Supplied material section start

PR #459, opened 2020-08-19
UI CDN

nick:
Currently generating a separate file in the `dist` folder, `cdn.html`, so we can test

### DIFF
--- a/shop/public/template-cdn.html
+++ b/shop/public/template-cdn.html
@@ -1,0 +1,74 @@
+<!doctype html>
+<html lang="en" dir="ltr">
+
+<head>
+  <title>TITLE</title>
+  <meta charset="utf-8">
+  <meta name="viewport"
+    content="width=device-width, initial-scale=1, maximum-scale=1, shrink-to-fit=no, user-scalable=no">
+  <meta http-equiv="Content-Language" content="en">
+  <meta name="description" content="META_DESC">
+
+  <% if (htmlWebpackPlugin.options.sentryDSN) { %>
+  <script src="https://browser.sentry-cdn.com/5.19.2/bundle.min.js"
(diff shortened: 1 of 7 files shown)


shop/public/template-cdn.html
```diff
@@ -0,0 +1,74 @@
...
+<script>
+  if (typeof window.openpgp !== 'undefined') {
+    openpgp.config.show_comment = false
+    openpgp.config.show_version = false
+    openpgp.initWorker({ path: 'dist/openpgp.worker.min.js' })
+  }
+  (function () {
+    const uiSrc = 'UI_SRC'
+    window.webpackPublicPath = uiSrc
+    const rnd = +new Date()
```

Supplied material section end

> Task description: What is wanted is the number of lines holding "window" in the entries. Nothing else should be given.

> Response area: 2